Posted at 19:10:48 GMT-0700

Category: PoliticsTechnology

Retarding Progress for Contributions, Again.

Tuesday, December 15, 2009 

Hey, wow… sure, techdirt isn’t the WSJ, but for a blog it is somewhat authoritative and they’re actually noting that fact that we grant temporary monopolies to creators not as property (or to preserve jobs or to fund private jets for industry execs) but solely to promote the progress of science and the useful arts. Any IP law that retards the progress of science and the useful arts, no matter how many jobs or corporate jets it saves, is unconstitutional. Tell Victoria Espinel that she should be sworn to upholding the constitution, not the corporate profits.

This is relevant now because the press was just kicked out of the anti-“piracy” summit at the white house (by “piracy,” they of course mean vigilante trust busting, not the corporate pirates of the public domain).

Posted at 16:41:48 GMT-0700

Category: PoliticsTechnology

Obama!

Friday, November 7, 2008 

Carolyn and I were in Canada for the election. We saw it from the safety of a Russian themed bar called Pravda in Toronto, one of our favorites (the Chicken Kiev is amazing and Andrea the bartender is the best).

We watched on a projection screen as the results came in and the initial McCain victories were soon overwhelmed by a tide of… well… for once not being a land of morons.
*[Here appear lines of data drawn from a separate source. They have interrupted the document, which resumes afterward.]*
PR #21408, opened 2026-09-04
Context API docs: use the orgless GetGraphQuerySchema

lblackstone:
## Why

`GetGraphQuerySchema` serves the same Context API schema for every organization and requires authentication but no organization. This lets an agent fetch the current primer before choosing an organization for a query. The organization-scoped `GetGraphSchema` is deprecated in its favor.

## What

The guide and launch blog now use `pulumi api GetGraphQuerySchema`. The guide also clarifies how `pulumi api` selects an organization for queries, what a `402 Payment Required` response means, and how to refresh the cached API specification.


lblackstone:
@pulumi-eon /review

PR #21453, opened 2026-09-08
Support form: file Intercom conversations instead of tickets

MeganYTan:
## Summary

- Switches the `/api/support` Lambda from filing an Intercom ticket to filing an Intercom conversation, verified against the live API (contact search/create → `POST /conversations` → `PUT /conversations/{id}` to set `custom_attributes`, since attributes aren't accepted at creation time).
- Subject and description are folded into the conversation's message body; `pulumi-org` and `priority` go through the follow-up `custom_attributes` update.
- Renames the response/log field `ticketId` → `conversationId` throughout (`handler.ts`), and the error codes `ticket_creation_failed`/`support_request_ticket_failed` → `conversation_creation_failed`/`support_request_conversation_failed`. The frontend (`theme/src/ts/support-form.ts`) only reads `body.ok`, never `ticketId`, so this is not a breaking change externally.
- Lowers `INTERCOM_TIMEOUT_MS` 2500ms → 2000ms: the conversation flow can take up to 4 sequential Intercom calls (vs. 3 for tickets), and 4 × 2500ms would exceed the Lambda's 10s timeout with no margin.
- Removes the now-dead `intercomTicketTypeId` / `INTERCOM_TICKET_TYPE_ID` config plumbing (`supportForm.ts`, `index.ts`, both `Pulumi.www-testing.yaml` and `Pulumi.www-production.yaml`) — conversations have no ticket type.
- Updates `intercom.test.ts` and the handler-level tests in `validation.test.ts` for the new call sequence and payload shapes.

## Test plan

- [x] `yarn test-support-form` — all 55 tests pass
- [x] Verified the real request/response shapes against the live Intercom API by hand (contact search, conversation create, conversation attribute update) before writing the code
- [x] Confirm in the Intercom workspace that `pulumi-org`/`priority` custom attributes are defined on the `conversation` model (they were already present when tested against `www-testing`'s credentials)
- [x] Manual end-to-end test of `/support/new/` against a deployed `www-testing` stack


CamSoper:
@claude implement both of the suggested fixes as described and include a comment somewhere (perhaps the infra file itself -- but I'm willing to accept AGENTS.md if the text is extremely concise) mentioning the relationship between the contract and llms.txt. We want to nudge agents to updating both at the same time.

#update-review

CamSoper (approved):
Deployed e87abe0 to www-testing and regression-tested: API contract probes (405/400/422/413/403, honeypot dropped without an Intercom call), plus one browser-path and one agent-path submission (the latter following the /llms.txt instructions). Both logged `support_request_accepted` with `attributesSet: true` and `ipSource: viewer`, and the conversations landed in the testing Intercom workspace with org and priority set. Local suites pass (56 infra / 40 theme).

The one open ⚠️ is real but cosmetic: the Hugo comment leaves an extra blank line before the support bullet in rendered /llms.txt. Accepting as-is; `*/ -}}` fixes it whenever that file is next touched.

PR #21465, opened 2026-09-08
docs(insights): note removal of the org-scoped GetGraphSchema operation

lblackstone:
The guide's schema section still described it as deprecated but working; it now says the operation returns 404 and points callers at `GetGraphQuerySchema`.

Everything else in the docs already uses `GetGraphQuerySchema`, and the REST API reference regenerates from the published OpenAPI spec at build time, so no other content changes.


lblackstone:
@pulumi-eon /review

lblackstone:
@pulumi-eon /review

fallimic (approved):

PR #21506, opened 2026-09-09
docs: document no-subcommand exit code in the exit-codes page

shashankvarma499:
The CLI Exit Codes page does not mention what happens when `pulumi` is run with no subcommand. Since v3.254.0 a bare `pulumi` invocation prints help and exits with a non-zero code (previously it exited 0), which silently broke downstream health checks that used this pattern.

This adds a short note documenting the behavior and pointing to `pulumi version` (or `pulumi --help`) as the reliable way to check that the binary is installed and working.

Refs pulumi/pulumi#24301.

### DIFF
--- a/content/docs/iac/cli/exit-codes.md
+++ b/content/docs/iac/cli/exit-codes.md
@@ -39,4 +39,4 @@ The exact non-zero value of a failing exit code gives us some information about 
 
 ## Running the CLI with no subcommand
 
-Running `pulumi` with no subcommand prints the CLI help and then exits with a non-zero exit code. This behavior changed in Pulumi CLI v3.254.0; earlier versions exited with code 0. If your automation runs a bare `pulumi` command to check that the binary is installed and working, use `pulumi version` or `pulumi --help` instead, both of which exit with code 0.
+Running `pulumi` with no subcommand prints the CLI help and exits with code 1, the generic error code. This behavior changed in Pulumi CLI v3.254.0; earlier versions exited with code 0. If your automation runs a bare `pulumi` command to check that the binary is installed and working, use [`pulumi version`](/docs/iac/cli/commands/pulumi_version/) or `pulumi --help` instead, both of which exit with code 0.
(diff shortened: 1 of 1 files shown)


content/docs/iac/cli/exit-codes.md
```diff
@@ -36,3 +36,7 @@ The exact non-zero value of a failing exit code gives us some information about
 | Canceled run                      | 8         | The operation is canceled before completion, for example due to `pulumi cancel`, a user interrupt (such as Ctrl+C), or cancellation initiated through the Automation API. |
 | Timeout                           | 9         | The operation fails because it does not complete within an expected time window. |
 | Internal CLI error                | 255       | An unexpected internal condition occurs inside the Pulumi CLI itself that does not fit another category. |
+
+## Running the CLI with no subcommand
+
+Running `pulumi` with no subcommand prints the CLI help and then exits with a non-zero exit code. This behavior changed in Pulumi CLI v3.254.0; earlier versions exited with code 0. If your automation runs a bare `pulumi` command to check that the binary is installed and working, use `pulumi version` or `pulumi --help` instead, both of which exit with code 0.
```
CamSoper: Two small tweaks, bundled as a suggestion so it can be applied in one click. Since this is the exit codes page, let's name the actual code (it's 1, the generic error row in the table above -- verified against v3.262.0), and link `pulumi version` to its command reference page.

```suggestion
Running `pulumi` with no subcommand prints the CLI help and exits with code 1, the generic error code. This behavior changed in Pulumi CLI v3.254.0; earlier versions exited with code 0. If your automation runs a bare `pulumi` command to check that the binary is installed and working, use [`pulumi version`](/docs/iac/cli/commands/pulumi_version/) or `pulumi --help` instead, both of which exit with code 0.
```

---

CamSoper (approved):
Thanks for this -- it's a real gap, and the kind of thing that only shows up when a health check breaks at 2am.

Checked the claims against the pulumi CHANGELOG (the change is in 3.254.0 via pulumi/pulumi#23848) and confirmed empirically on v3.262.0: bare `pulumi` exits 1, `pulumi --help` and `pulumi version` both exit 0. Vale is clean on the new lines (the two warnings it reports are on pre-existing content). Heading is sentence case, terminology checks out against the brand guide.

Approving. Thanks for the update!

PR #21531, opened 2026-09-10
fix(review): key the glow-up body gate on table rows, drop the declined placeholder, alert on publish refusals

CamSoper:
### Proposed changes

Three glow-up workers in a row passed the scope gate and were then refused by `publish-gate.py`'s Backlog accounting, so no glow-up PR opened on 2026-09-09 or 2026-09-10 and nobody was told: [install/_index.md](https://github.com/pulumi/docs/actions/runs/34361912504), [get-started/terraform/_index.md](https://github.com/pulumi/docs/actions/runs/34361915729), [guides/clouds/aws/elb.md](https://github.com/pulumi/docs/actions/runs/34487248304).

Two of the three refusals were gate false positives, the third was a composer trap. This PR fixes both, gives the model the gate as a self-check, and makes the next refusal loud.

**Gate keyed on rows, not substrings.** `glowup_body_accounting()` decided whether an id was "in" a Backlog table with `"`id`" in section`, so a reason cell that cross-referenced another row ("see `findings-f17`", "executed under `pr21457-findings-12`") counted as that id appearing in both tables. The elb body did that six times and was refused six times. Membership is now the backticked id that opens a row's first cell -- the same parse `record-page-findings.py`'s `declined_reasons()` already uses, so what the gate accepts is what the findings record reads back. Re-running the new check over the three refused bodies (downloaded from the handoff/snapshot artifacts): elb and install come back clean.

**No more placeholder row in Backlog declined.** The composer ended that table with `<TODO: any further banked finding ... or delete this row>`, whose only correct disposition was deletion, and the gate refused the body whenever the model left it in. That was the terraform failure. The row is gone; the HTML comment above the table carries the instruction. The terraform body fails the new check on that placeholder alone.

**Self-check.** `compose-pr-body.py --check-accounting --body-file .pr-body-draft.md --backlog .glowup-backlog.json` runs the publish gate's accounting over the draft and exits 2 on any violation, the way the skill already has the model self-check its diff with `verify-glowup-scope.py`. The skill's glow-up Validate step and the worker prompt now require it.

**Slack on refusal.** The publish job posts one line to #docs-ops when the publish gate, the guardrail gates, or the publish step fails, quoting the gate's `::error::` lines (stderr is teed to `.publish-gate.err`). Fail-open, skipped for the report lane.

Tests: `make test-review-pipeline` passes; `test_compose_pr_body.py` gains cross-reference and placeholder cases.

Follow-up once merged: re-dispatch the three refused glow-ups on master.

n/a

### Related issues (optional)

Follows #21469 (fix-mode Vale + fixpoint loop), which is what made glow-up bodies large enough to trip the substring check.

https://claude.ai/code/session_01J1jQUJLbDHt895GQEwMUoW

---
_Generated by [Claude Code](https://claude.ai/code/session_01J1jQUJLbDHt895GQEwMUoW)_

### DIFF
--- a/.claude/commands/review-existing-content/SKILL.md
+++ b/.claude/commands/review-existing-content/SKILL.md
@@ -560,7 +560,9 @@ Each banked item is split in two, and the split is the point:
 1. **Work the backlog first.** Execute every banked finding, or explicitly
    decline it with one line of reasoning. Every item lands in exactly one of
    the PR body's two tables — **Backlog executed** (pre-stubbed, one row per
-   item; fill "What changed") or **Backlog declined**. No silent drops.
+   item; fill "What changed") or **Backlog declined** (move the whole row,
+   keeping its id cell, and fill "Why not executed"). No silent drops, and
+   no row in both tables.
 1. **Then the secondary sweep**: apply the improvement taxonomy from
    `.claude/commands/glow-up.md` §5 — style, structural fixes, code
    formatting, terminology, links, image/diagram flags (flag-only, as ever),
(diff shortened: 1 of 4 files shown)


CamSoper:
@claude #update-review

Fixed both findings in e36b14b6 by taking the low-confidence suggestion's shape: the gate call now writes both streams to `.publish-gate.err` (`> .publish-gate.err 2>&1 || rc=$?`), replays the file with `cat`, and exits with the gate's status. That captures `fail()`'s stdout `::error::` lines (the blocker) and guarantees the file is complete before a non-zero status ends the step (the low-confidence one), with no change to `publish-gate.py`. Verified locally against the real terraform body from run 34361915729: the violation text lands in the file and the exit code is preserved.

---

CamSoper:
@claude #update-review

Took the low-confidence suggestion in ba469c75: the first "Publish gate" step now uses the same redirect / `cat` / re-raise shape as the publish-step call, so a refusal on either path lands its `::error::` lines in `.publish-gate.err` for the Slack alert to quote.

---

PR #21557, opened 2026-09-11
Update lane: quoted protocol is not a request, explicit refresh wins the race, pointer goes to the author

CamSoper:
Three things one week of v3 traffic showed, plus the doc drift the `REVIEW_V3_COMMENTS=1` flip would otherwise leave behind.

- **A quoted protocol is not a request.** `claude-update.yml` / `claude-new.yml` match `@claude` + the hashtag as substrings, so an explainer that quoted `@claude F<n>: … #update-review` in backticks (#21535) dispatched two full Opus runs. New `mention-gate.py` strips fenced blocks, inline spans, and blockquoted lines first; both workflows run it as step one (default-branch sparse checkout, body via env) and every later step gates on its verdict. `workflow_dispatch` runs are untouched.
- **An explicit `#update-review` wins the race.** Push-then-comment used to lose: the auto-refresh dispatch cancelled the author's run through the per-PR concurrency group and their reasoning was never adjudicated (#21535, 20:35). The auto-refresh job now yields when a live explicit request in the last 15 minutes still has a run in flight. Fails open.
- **The prose pointer goes to the author only.** It nudged a maintainer for a status note that mentioned F2 (#21395).
- Docs: CONTRIBUTING describes the two cards as the default and the monolith as legacy; `scripts/review-v3/README.md` names the real `review-worklist.py` flags; the `pr-review` skill refuses to write a legacy monolith on a v3 PR.

Tests: `mention-gate.py --self-test` + `test_mention_gate.py` (wired into `make test-review-pipeline`), resolve-handler pytest + self-test updated. Machinery only.

### DIFF
--- a/.claude/commands/docs-review/scripts/mention-gate.py
+++ b/.claude/commands/docs-review/scripts/mention-gate.py
@@ -1,0 +1,286 @@
+#!/usr/bin/env python3
+"""Decide whether a comment really asks for a review refresh.
+
+The `@claude … #update-review` / `#new-review` workflows fire on a plain
+substring match in their `if:` expressions (GitHub expressions can't strip
+markdown). That is enough to make a comment that merely *quotes* the reply
+pattern — an explainer with `@claude F2: … #update-review` in backticks, a
+quote-reply of the card's own instructions — dispatch a full model run
+(#21535: two of four card versions were unrequested). This script is the
+second, precise check the workflows run before spending anything: it
+removes fenced code blocks, inline code spans, and blockquoted lines, then
+looks for the mention and the hashtag in what is left.
+
+Two entry points, both side-effect free:
+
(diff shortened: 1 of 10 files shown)


CamSoper:
@claude F1: fixed — the inline-span pattern no longer uses re.S, so a stray backtick can't pair across a paragraph break and swallow a live request; self-test and pytest cover it #update-review

CamSoper:
@claude F3: fixed — the yield check now excludes exactly the login the workflow trigger excludes (claude[bot]) instead of a [bot]-suffix heuristic with a workprentice prefix allowlist; self-test and pytest cover claude[bot], workprentice[bot], another bot, and a human. F2: accept — the card's own instructions use fenced blocks; indented-block quoting is a follow-up #update-review

PR #21560, opened 2026-09-11
Smoke: multi-stack guidance on the stacks concept page (do not merge)

CamSoper:
End-to-end smoke of the v3 review surface on an unlabeled PR after today's variable flips. Deliberately flawed; will be closed, never merged.

🤖 Generated with [Claude Code](https://claude.com/claude-code)

https://claude.ai/code/session_01JLhMYkjKBgBXE8aWs2bv1V

PR #21561, opened 2026-09-11
Validator: give Step B a token so diff-based exemptions actually run

CamSoper:
The initial lane's validate step (Step B) ran `validate-pinned.py check --pr` without `GH_TOKEN`, so the validator's own `gh pr diff` failed silently and every diff-based exemption was dead. `internal-link-existence` then flagged a review for quoting the PR's own broken link. v2 hid this behind the splicer and model fallback; v3 has no soft floor, so the first v3 review that quoted a dead link errored (#21560).

- Step B gets `GH_TOKEN`.
- A failed `gh pr diff` inside the validator is now a `::warning::`, not a silent empty diff.
- New test: every workflow step invoking `validate-pinned.py check --pr` must carry a token.

### DIFF
--- a/.claude/commands/docs-review/scripts/test_validator_step_token.py
+++ b/.claude/commands/docs-review/scripts/test_validator_step_token.py
@@ -16,7 +16,8 @@ import pytest
 import yaml
 
 REPO_ROOT = pathlib.Path(__file__).resolve().parents[4]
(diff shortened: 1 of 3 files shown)


CamSoper:
F1 addressed in c3850d10da: the scan now covers both .yml and .yaml workflow files. Merging as admin (machinery only).

PR #21563, opened 2026-09-11
Review: deterministic dead-internal-link check on every PR

CamSoper:
Hugo doesn't validate plain markdown links and the Hugo pre-step is skipped for content-only PRs, so a `/docs/...` link to a page that doesn't exist reached the reviewer only if the model noticed. Smoke PR #21560 added one and the review never flagged it.

- `link-check-diff.py`: resolves every `/docs/` and `/blog/` link on added lines of content files (page file, PR-added file, or `aliases:` entry), appends dead ones to `.hugo-build.json.link_integrity` in the shape the composer already pre-stubs as 🚨 rows, and records a `link_check` block. Fence state comes from the file at head, since a hunk alone can't tell.
- Composer reads `link_integrity` even when Hugo was skipped; the brief's mechanical line reports the check's outcome, including "did not run".
- Workflow step after the Hugo pre-step; a crash never fails the review, it is named on the brief.
- Tests: pytest for the checker and the v3 card, `--self-test`, wired into `make test-review-pipeline`.


CamSoper:
@claude F1: fixed — image references and any target with a file extension are skipped as assets, not pages. F2: fixed — a local miss is probed on production with a HEAD request; only a 404/410 counts as dead, 2xx/3xx is live, and a timeout or 5xx is recorded as unknown and never reported (verified live: the author, series, cloud-rest-api, pkg, and tag paths from the finding all answer 200; the smoke PR's target answers 404) #update-review

PR #21797, opened 2026-09-21
Add Pulumi HCL tabs to core concepts: stacks, config, secrets, resource names (MA-594 cluster B)

CamSoper:
### Proposed changes

Pulumi HCL is GA, but the four highest-traffic concept pages had no HCL tab. This adds one to **all 22 language choosers** across stacks, config, secrets, and resource names, so a reader who wants to keep writing HCL can follow the core concepts without switching languages. Every construct on these pages maps onto an HCL block, so no chooser needed a "not supported" punt except where the mapping genuinely doesn't exist (noted below).

#### `content/docs/iac/concepts/stacks.md` — 9 choosers

| Section | HCL tab |
| - | - |
| Stack outputs | `output` blocks |
| Output JSON serialization | `output "x"` / `output "o"` producing the same documented `pulumi stack output` results |
| Getting the current stack | `pulumi.stack`, plus `pulumi.project` / `pulumi.organization` |
| Stack references | the `pulumi_stack_reference` resource and its `outputs` map |
| Exporting a cluster's kubeconfig | `output` from a module |
| Consuming a stack reference across environments | stack ref → native `pulumi/kubernetes` provider → namespace |
| `requireOutput` | indexing `outputs` — a missing name is an `Invalid index` error at deployment time |
| `getOutput` + `apply` | `try` / `lookup` with a fallback, then ordinary interpolation to derive a value |
| `getOutputDetails` | note tab, like YAML's — HCL values aren't `Output`-wrapped, so there's nothing to unwrap |

The cross-environment example uses the `pulumi/`-prefixed native Kubernetes provider, and the tab says why: the bridged `hashicorp/kubernetes` provider takes `config_path` / `host` rather than `kubeconfig`. I found that the hard way -- the bridged provider rejects `kubeconfig` outright.

The **Stack README** chooser is left alone per the task's JUDGMENT marker.

#### `content/docs/iac/concepts/config.md` — 5 choosers

`variable` blocks are the config surface. The tabs cover the basic declaration (required vs. `default` vs. `sensitive`), object type constraints for structured config, and nested attribute/index access. Two caveats I verified rather than assumed:

- **Variables only read the project's own namespace.** `aws:region` is *not* reachable as `var.region` — I confirmed it resolves to the `default` instead. Provider settings go in a `provider` block, optionally fed by a project variable.
- **Only the root module reads stack config.** For the component-library-scoped chooser, a module declares its own `variable` blocks and the caller supplies them; leaving one unset is an error even when `mylib:name` is set.

#### `content/docs/iac/concepts/secrets/_index.md` — 4 choosers

`sensitive = true` on a `variable` or `output`, plus the `sensitive()` / `issensitive()` functions, and the SSM `SecureString` example fed from a sensitive variable.

#### `content/docs/iac/concepts/resources/names.md` — 4 choosers

The resource's second label is its logical name; the nested `pulumi { name = "..." }` block overrides it (useful since an HCL label can't contain a hyphen). Physical names are an ordinary resource argument, distinct from the `pulumi` block's `name`. One note worth flagging for review: **Pulumi HCL needs no `deleteBeforeReplace`** — it keeps Terraform's delete-first replacement ordering by default, and `create_before_destroy = true` is what opts into Pulumi's create-first order. I verified this against a real replacement rather than reading it off the mapping table.

### Verification

All examples were run against **Pulumi CLI 3.263.0** in scratch projects outside the repo (`Pulumi.yaml` with `runtime: hcl` + `.tf` files, `pulumi login --local`, `pulumi install`, `pulumi preview`). `pulumi convert --from hcl` was not used as a bind check, per the task note about `api.github.com`.

AWS-backed examples normally stop at live STS credentials in this environment. Setting `skip_credentials_validation` / `skip_requesting_account_id` / `skip_metadata_api_check` on a scratch-only provider block gets past that and exercises **real schema binding**, so these are full passes rather than partials. Those skip flags are scaffolding only -- they are not in any doc snippet.

| # | File / example | How verified | Result |
| - | - | - | - |
| 1 | stacks: `output "url"` (`aws_instance.web.public_dns`) | preview, AWS schema bound | pass |
| 2 | stacks: `output "x"` / `output "o"` | preview; outputs `"hello"` and `{num: 42}` — matches documented CLI output | pass |
| 3 | stacks: `locals { stack = pulumi.stack }` | preview; resolved to `dev` | pass |
| 4 | stacks: `pulumi_stack_reference` + `outputs["x"]` | `up` on a producer stack, then preview on a consumer | pass |
| 5 | stacks: `output "kubeConfig"` from `module.cluster` | preview with a local module | pass |
| 6 | stacks: stack ref → `pulumi/kubernetes` → `kubernetes_namespace` | preview; namespace planned, no cloud creds needed | pass |
| 7 | stacks: `requireOutput` via `outputs["vpcId"]` | preview | pass |
| 8 | stacks: `try(...)` + interpolation + `aws_s3_object` | preview; produced `logs/10.0.1.7.log` | pass |
| 9 | stacks: `getOutputDetails` note tab | prose only, no code | n/a |
| 10 | config: `variable` name / lucky / secret | preview; `Joe`, `42`, `[secret]` | pass |
| 11 | config: `provider "aws" { region = var.region }` | preview | pass |
| 12 | config: module with its own `variable` block | preview, plus negative test below | pass |
| 13 | config: `object({active, nums})` from `--path` config | preview; `active: true`, `nums[0]: 1` | pass |
| 14 | config: nested `api` object + `headers["authorization"]` | preview; endpoint / `30` / `Bearer token123` all correct | pass |
| 15 | secrets: `sensitive = true` / `sensitive()` prose list | preview of `sensitive()` + `issensitive()` → `true` | pass |
| 16 | secrets: `aws_ssm_parameter` SecureString | preview; SsmParameter planned | pass |
| 17 | secrets: `dbPassword` variable + sensitive output | preview; masked as `[secret]` | pass |
| 18 | secrets: `name` + `dbPassword` variables | preview; `BroomeLLC` plain, password masked | pass |
| 19 | names: logical name from label + `pulumi { name }` | `up`; `pulumiresourcename` → `my-role`, URN carries the override | pass |
| 20 | names: `name = "my-role-001"` | preview, AWS schema bound | pass |
| 21 | names: `name = "my-role-${pulumi.project}-${pulumi.stack}"` | preview; rendered `my-role-verify2-dev` | pass |
| 22 | names: `aws_s3_bucket` + `aws_s3_object` via `.id` | preview | pass |

**Negative tests** (confirming binding really happened, not silent acceptance):

| Test | Result |
| - | - |
| Bogus attribute on `random_pet` | rejected: `Unsupported attribute` |
| Bogus attribute on `aws_s3_bucket` | rejected: `Unsupported attribute` |
| Missing required `assume_role_policy` on `aws_iam_role` | rejected: `Missing required argument` |
| Missing key in a stack reference's `outputs` | rejected: `Invalid index` — this is what backs the `requireOutput` claim |
| Bogus attribute on a `pulumi_stack_reference` | rejected: `Unsupported attribute` |
| Module variable left unset while `<project>:name` is set in config | rejected: `variable "name" is required` — backs the root-module-only claim |
| `aws:region` set in config, read as `var.region` | falls through to the variable's `default` — backs the namespace claim |
| Replacement ordering with and without `create_before_destroy` | default deletes original first; `create_before_destroy = true` creates first — backs the `deleteBeforeReplace` note |

**Plugin downloads:** all worked. The HCL language plugin, the bridged `terraform-provider` (random, aws, kubernetes), the native `pulumi/kubernetes` provider, and a local module all resolved; `pulumi install` returned 0 every time. One gotcha worth knowing: a stale `sdks/<provider>/hcl.sdk.json` from an earlier install pins the previously resolved provider, so switching a source from bridged to `pulumi/` needs that directory cleared first.

**Repo checks:**

- `make lint` — passes (1794 files, 0 errors; Prettier clean).
- `make lint-prose` (Vale) — **0 findings introduced by this change.** Two `write-good.ThereIs` findings in my own new prose were rewritten. 38 pre-existing findings on these pages are untouched.
- Hugo `v0.157.0` build — all four files parse and assemble cleanly. The build then fails in the asset pipeline (`fingerprint`), because `make ensure` can't fetch `@pulumi/design-tokens` in this environment (403). I confirmed this is environmental and not a content problem by deliberately breaking one `{{% choosable %}}` close tag: that fails earlier, at the assemble phase, with a shortcode error. The real build getting past assemble means the shortcodes are sound.
- Chooser/body parity was machine-checked: every chooser's declared option list exactly matches the `choosable` bodies inside it, across all four files. No `hcl` option exists without a body.

### Left undone

- **Stack README chooser** (`stacks.md`, "Stack README") — untouched per the task's JUDGMENT marker. HCL could express it with `file()`, but it was flagged as a judgment call rather than a mechanical add.
- The inline `{{< pulumi-getstack >}}` shortcode (`layouts/shortcodes/pulumi-getstack.html`) has no `hcl` entry, so it renders nothing when HCL is selected. That's the existing behavior for `java` and `yaml` too, so this isn't a regression -- and the shortcode is outside this cluster's file list. Worth a follow-up if someone wants those three filled in.
- Nothing was blocked by unsupported syntax. No block was skipped for lack of a working construct.

### Related issues (optional)

MA-594 (cluster B). Cluster A is `camsoper/ma-594-cluster-a`.

https://claude.ai/code/session_01KJbscnHPmKxPDgMzQBTmEq

---
_Generated by [Claude Code](https://claude.ai/code/session_01KJbscnHPmKxPDgMzQBTmEq)_


CamSoper:
@claude I pushed fixes for F2 and F3 in fb6538d.

**F2** — you were right, and my line was wrong in a way that its own example contradicted. HCL's grammar is `Ident = (ID_Start | '_') (ID_Continue | '-')*` (`hclsyntax/scan_tokens.rl`, and the spec's `Identifier = ID_Start (ID_Continue | '-')*`), so hyphens are legal in labels and in traversals — which is why `variable "my-secret-value"` / `var.my-secret-value` in this same PR parses fine. The aside now just says what the `pulumi { name }` option does: give the resource a logical name that differs from its label, to match the `my-role` the other tabs on that page use.

**F3** — dropped the pin. Thirteen of the seventeen `required_providers` blocks in `content/docs/` carry no `version`; the four that do are either teaching the syntax (the HCL reference pages) or using an obvious placeholder (`1.2.3` in publishing-packages). A real pinned version on a concept page is the kind that rots silently, so a copy-pasting reader now lands on the current provider.

#update-review

---

CamSoper:
@claude rebased onto master and pushed a second-pass review in 6ac9d6f #update-review

Changes since the last review (verified with CLI 3.263.0 / language-hcl 0.18.0 on the local backend):

- **`stacks.md` `getOutput` HCL example — broken in exactly the case it claims to handle.** `try(outputs["privateIp"], null)` followed by `"logs/${local.ip}.log"` fails when the output is missing: `Invalid template interpolation value; The expression result is null`. Reproduced against a local stack reference. The fallback is now `"unknown"`; preview gives `log_key: "logs/unknown.log"`.
- **`config.md` namespaced-config tab** implied `aws:region` config was unusable and had to move into a provider block. In fact, with no `provider "aws"` block the default provider reads `aws:region` itself (set `eu-central-1`; `data.aws_region.current.region` returned it), while an explicit empty `provider "aws" {}` does *not* (`invalid AWS Region: `). The tab now says both and uses `.region` (`.name` is deprecated in hashicorp/aws 6.x).
- **`config.md` nested-values tab** claimed `content-type`'s "hyphen is not a valid attribute name". False: `var.api.headers.content-type` returned `application/json`. Replaced with the real reason `headers` is a `map(string)`: a map accepts any key; an object fixes its attributes.
- **`names.md`** said the `aws_iam_policy_document` data source is "declared here", but no example declares it, so a copy-paste failed. It now says the examples read it from a data source named `assume_role` that isn't shown.
- Minor prose cleanup in the `config.md` modules tab.

Checked and unchanged: `sensitive = true` produces real Pulumi secrets (nothing plaintext in `stack export`, derived values encrypted), and every `pulumi config set` key on the secrets page matches what its HCL tab reads.

---

tatcoo-pulumi (approved):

We left once the electoral victory was inevitable and heard the results on the radio between Toronto and Guelph. We were happy but not surprised. We listened to people describing how happy they were, Canadian commentators speaking about how “The States” was now not a joke and might perhaps once again participate in the world’s stage as something other than belligerent idiots. It was good.

Now I have to admit a bit of wistfulness at the results. Not that I didn’t want Obama to win… but I’m sorry to see Palin go the way of Kathleen Harris. Palin is such a caricature of extreme white trash, of all that is idiotic and embarrassing in America: the Tonya Harding of Politics but with a body double for her sex tape. I’m sad that tonight Jon Stewart will be boring. That for the next eight (please) years the most ridiculous news will come from somewhere other than the white house. We could have had Palin there and every day would have been a delight of absurdity. I’d trade good leadership for comedy, but it is not an unmitigated win.

Today, on the way out of Canada, I saw something that demonstrated in a small way how monumental this moment of history really is. I followed a black American man through security screening. It was obvious he was used to being given a hard time for his color, for his culture. He expected it, reacted to the scan and the follow up as if it were part of the normal sweat inducing stress he had to live through every day. What broke his stride was when he collected his things after passing the secondary mass spectrograph screening and the Indian screener said to him as he turned away “Yay Obama!”
Across boarders, across centuries, across races this is a moment that renders irrelevant such trivialities as a global depression or wars.

It turned out the guy grew up about 20 blocks from me in Philadelphia. The world is interconnected and small and overnight the good people have a reason to be optimistic. Finally.

Posted at 01:00:09 GMT-0700

Category: Politics

Debate O Rama

Friday, October 3, 2008 

The debate was entertaining. Sarah was not the trainwreck we’d all hoped for after the Couric intervierws, but it had its moments.

I thought most remarkable was that she occasionally went off script and got lost.  The prep worked, but I guess they couldn’t cover every possible question.  There were moments where the Sarah we came to know and love from Couric came out.

Otherwise she filled the time trying to be cute and mugging for the camera, rolling her eyes and making cutsy expressions and spouting folksy aphorisms.